## Task goal
Go through the listing below and gather every line with the word "switched".

## Exercise inputs
PR #2948, opened 2026-05-13
EDM-3843: HTTP change detection

galel12:
## EDM-3843: HTTP change detection

**Jira:** [EDM-3843](https://redhat.atlassian.net/browse/EDM-3843)

### Summary

Adds HTTP change detection to `flightctl-periodic`, building on the sync infrastructure from EDM-3840/EDM-3841:

* **`DependencySyncHttp` periodic task** — sends conditional GETs (ETag / Last-Modified) against HTTP-type repositories, compares fingerprints against `sync_state`, emits `DependencyChangeDetected` events on change
* **Conditional header dispatch** — sends `If-None-Match` for ETags, `If-Modified-Since` for HTTP-dates (RFC 7232 compliant)
* **Parameterized suffix handling** — fleet-level refs with template parameters in suffix are skipped during collection and resolved to device-level refs during rollout (same pattern as git/secret)
* **Skip-probe rate limiting** — endpoints that don't support conditional requests (HttpNotConditional) or return errors still update `last_checked_at` to avoid re-polling every cycle

### Testing

* Unit tests for change detection, 304 no-change, first-seen, HttpNotConditional, HTTP errors, multi-fleet/device fan-out, parameterized suffix lifecycle, nil RepoSpec guard
* Integration tests for `ListDueHttpDependencies` store query (poll-interval gate, multi-fleet aggregation, org isolation, repo spec JOIN)

### DIFF
--- a/internal/store/dependencyref.go
+++ b/internal/store/dependencyref.go
@@ -25,6 +25,7 @@ type DependencyRef interface {
 	ReplaceByStandaloneDevice(ctx context.Context, orgID uuid.UUID, deviceName string, refs []model.DependencyRef) error
 	BulkUpsertDeviceRefs(ctx context.Context, orgID uuid.UUID, refs []model.DependencyRef) error
 	ListDueGitDependencies(ctx context.Context, orgID uuid.UUID, pollInterval time.Duration) ([]model.GitDependencyProbe, error)
+	ListDueHttpDependencies(ctx context.Context, orgID uuid.UUID, pollInterval time.Duration) ([]model.HttpDependencyProbe, error)
 	ListSecretDependencyTargets(ctx context.Context, secretNamespace, secretName, newFingerprint string) ([]model.SecretDependencyRef, error)
 }
 
@@ -178,6 +179,31 @@ func (s *DependencyRefStore) ListDueGitDependencies(ctx context.Context, orgID u
 		Where("dr.revision NOT LIKE ?", "%{{%").
 		Where("ss.last_checked_at IS NULL OR ss.last_checked_at + ? * INTERVAL '1 second' < NOW()", pollInterval.Seconds()).
 		Group("dr.repository_name, dr.revision, ss.fingerprint, r.spec").
+		Scan(&probes).Error
+	if err != nil {
+		return nil, ErrorFromGormError(err)
+	}
+	return probes, nil
+}
+
+// ListDueHttpDependencies returns HTTP dependency probes that are due for
+// polling. Mirrors ListDueGitDependencies but filters by ref_type='http' and
+// groups by (repository_name, http_suffix).
+func (s *DependencyRefStore) ListDueHttpDependencies(ctx context.Context, orgID uuid.UUID, pollInterval time.Duration) ([]model.HttpDependencyProbe, error) {
+	var probes []model.HttpDependencyProbe
+	err := s.getDB(ctx).
+		Table("dependency_refs dr").
+		Select(
+			"dr.repository_name, dr.http_suffix, ss.fingerprint, r.spec AS repo_spec, "+
+				"array_agg(DISTINCT dr.fleet_name) FILTER (WHERE dr.fleet_name <> '' AND dr.device_name = '') AS fleet_names, "+
+				"array_agg(DISTINCT dr.device_name) FILTER (WHERE dr.device_name <> '') AS device_names",
+		).
+		Joins("LEFT JOIN sync_states ss ON ss.org_id = dr.org_id AND ss.resource_key = dr.resource_key").
+		Joins("LEFT JOIN repositories r ON r.org_id = dr.org_id AND r.name = dr.repository_name").
+		Where("dr.org_id = ?", orgID).
+		Where("dr.ref_type = 'http'").
+		Where("ss.last_checked_at IS NULL OR ss.last_checked_at + ? * INTERVAL '1 second' < NOW()", pollInterval.Seconds()).
+		Group("dr.repository_name, dr.http_suffix, ss.fingerprint, r.spec").
 		Scan(&probes).Error
 	if err != nil {
 		return nil, ErrorFromGormError(err)
--- a/internal/tasks/dependency_sync_http.go
+++ b/internal/tasks/dependency_sync_http.go
@@ -4,6 +4,7 @@ import (
 	"context"
 	"fmt"
 	"net/http"
+	"strings"
 	"sync"
 	"time"
 
@@ -104,7 +105,7 @@ func (d *DependencySyncHttp) probeEndpoint(ctx context.Context, probe *model.Htt
 	}
 
 	repoURL := httpSpec.Url + probe.HTTPSuffix
-	rk := fmt.Sprintf("http:%s/%s", probe.RepositoryName, probe.HTTPSuffix)
+	rk := httpResourceKey(probe.RepositoryName, probe.HTTPSuffix)
 
 	storedFP := ""
 	if probe.Fingerprint != nil {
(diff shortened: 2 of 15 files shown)


internal/store/dependencyref.go
```diff
@@ -185,6 +186,31 @@ func (s *DependencyRefStore) ListDueGitDependencies(ctx context.Context, orgID u
...
+		Where("dr.org_id = ?", orgID).
+		Where("dr.ref_type = 'http'").
+		Where("ss.last_checked_at IS NULL OR ss.last_checked_at + ? * INTERVAL '1 second' < NOW()", pollInterval.Seconds()).
+		Group("dr.repository_name, dr.http_suffix, ss.fingerprint, r.spec").
+		Scan(&probes).Error
+	if err != nil {
+		return nil, ErrorFromGormError(err)
+	}
+	return probes, nil
+}
```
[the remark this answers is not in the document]
galel12: By design, `collectConfigRefs` already skips parameterized HTTP suffixes at the fleet level (same guard as git/secret), so `dependency_refs` never contains `{{ }}` values. The matching filter in the git query is redundant defense-in-depth. Skipping this to keep the queries consistent and avoid implying the table can contain them.

internal/tasks/dependency_sync_http.go
```diff
@@ -0,0 +1,254 @@
...
+	client := &http.Client{
+		Transport: &http.Transport{
+			TLSClientConfig: tlsConfig,
+		},
+	}
+	resp, err := client.Do(req)
+	if err != nil {
+		return "", 0, fmt.Errorf("sending request: %w", err)
+	}
+	defer resp.Body.Close()
```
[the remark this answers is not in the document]
galel12: Tied to the parameterized suffix filter discussion above — since `collectConfigRefs` prevents these rows from entering `dependency_refs` in the first place, there's nothing to test at the SQL level.

test/integration/store/dependencyref_test.go
```diff
@@ -312,4 +315,219 @@ var _ = Describe("DependencyRefStore", func() {
...
+			Expect(err).ToNot(HaveOccurred())
+			Expect(probes).To(BeEmpty())
+		})
+
+		It("should return empty when no HTTP refs exist", func() {
+			probes, err := storeInst.DependencyRef().ListDueHttpDependencies(ctx, orgId, 15*time.Minute)
+			Expect(err).ToNot(HaveOccurred())
+			Expect(probes).To(BeEmpty())
+		})
+	})
```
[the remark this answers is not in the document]
galel12: Same reasoning as [above](https://github.com/flightctl/flightctl/pull/2948#discussion_r3235822231) — parameterized suffixes never reach `dependency_refs` so there's nothing for the SQL to filter. Adding such a test would be misleading.

internal/tasks/dependency_sync_http.go
```diff
@@ -0,0 +1,257 @@
...
+	}
+
+	spec := probe.RepoSpec.Data
+	httpSpec, err := spec.AsHttpRepoSpec()
+	if err != nil {
+		d.log.WithError(err).Warnf("failed decoding HTTP spec for repository %s", probe.RepositoryName)
+		return httpProbeResult{probe: probe, skip: true}
+	}
+
+	repoURL := httpSpec.Url + probe.HTTPSuffix
```
asafbennatan: should we use proper URL joining here ?

internal/tasks/dependency_sync_http.go
```diff
@@ -0,0 +1,257 @@
...
+	}
+}
+
+func httpResourceKey(repoName, suffix string) string {
+	return fmt.Sprintf("http:%s/%s", repoName, strings.TrimPrefix(suffix, "/"))
+}
+
+// httpConditionalGet sends a conditional GET to the given URL using stored
+// fingerprint for If-None-Match/If-Modified-Since headers.
+func httpConditionalGet(ctx context.Context, repoURL string,
```
asafbennatan: you are doing a conditional get which returns the data and then later you discard it , instead just get the fingerprint with HEAD

internal/tasks/dependency_sync_http.go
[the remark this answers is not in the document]
galel12: Apologies — this reply landed on the wrong thread. The ctx/timeout fix was addressed in 8c7b961: `http.NewRequestWithContext(ctx, ...)` + `Timeout: 30s` on the client.

Follow-up in 6c62470: switched from GET to HEAD since we only need headers, making the body drain moot.

internal/tasks/dependency_sync_http.go
galel12: Good catch — switched to `url.JoinPath` in 6c62470.

internal/tasks/dependency_sync_http.go
galel12: Great point — switched to HEAD in 6c62470. We only need the ETag/Last-Modified headers, so there's no reason to transfer the body. Conditional semantics (If-None-Match/If-Modified-Since → 304) work identically with HEAD per RFC 7232.

internal/tasks/dependency_sync_http_test.go
```diff
@@ -0,0 +1,367 @@
...
+	"github.com/flightctl/flightctl/internal/store/model"
+	"github.com/google/uuid"
+	"github.com/samber/lo"
+	"github.com/sirupsen/logrus"
+	"github.com/stretchr/testify/assert"
+	"github.com/stretchr/testify/require"
+	gomock "go.uber.org/mock/gomock"
+)
+
+func httpRepoSpec(t *testing.T, url string) *model.JSONField[api.RepositorySpec] {
```
asafbennatan, line 25: use proper http server for testing this i would expect the following tests :
1. endpoint with etag
2. endpoint with etag without support for conditional head
3. endpoint with last modified
4. endpoint with last modified without support for conditional head
5.endpoint with no HEAD support (405)
6. other 4xx and 5xx responses

galel12: Done in 01a8000 — added `TestHttpConditionalHead` with `httptest.NewServer` covering all 6 cases.

internal/tasks/dependency_sync_http.go
```diff
@@ -0,0 +1,261 @@
...
+	)
+
+	sem := make(chan struct{}, d.maxConcurrent)
+	var wg sync.WaitGroup
+
+	for i := range probes {
+		probe := &probes[i]
+		wg.Add(1)
+		sem <- struct{}{}
+		go func() {
```
asafbennatan, line 84: should we set proper context timeout ?

internal/tasks/dependency_sync_http.go
```diff
@@ -0,0 +1,261 @@
...
+		// (or vice versa) is a protocol violation that may cause servers to
+		// ignore the condition or return 400.
+		if strings.HasPrefix(storedFingerprint, `"`) || strings.HasPrefix(storedFingerprint, `W/"`) {
+			req.Header.Set("If-None-Match", storedFingerprint)
+		} else {
+			req.Header.Set("If-Modified-Since", storedFingerprint)
+		}
+	}
+
+	client := &http.Client{
```
asafbennatan: should we create a client for each probe?

internal/tasks/dependency_sync_http.go
galel12: Added per-probe `context.WithTimeout(ctx, 30s)` in e6a7454.

internal/tasks/dependency_sync_http.go
galel12: Refactored in e6a7454 — probes are now grouped by repo, one `http.Client` is built per repo group and shared across all probes in the group.

internal/tasks/dependency_sync_http.go
galel12: fixed also for the git case d261bc56f4f92cf6c1cdcd75c643d98cd7c4b215

asafbennatan (approved):
LGTM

## Response to this task
Follow-up in 6c62470: switched from GET to HEAD since we only need headers, making the body drain moot.
galel12: Good catch — switched to `url.JoinPath` in 6c62470.
galel12: Great point — switched to HEAD in 6c62470. We only need the ETag/Last-Modified headers, so there's no reason to transfer the body. Conditional semantics (If-None-Match/If-Modified-Since → 304) work identically with HEAD per RFC 7232.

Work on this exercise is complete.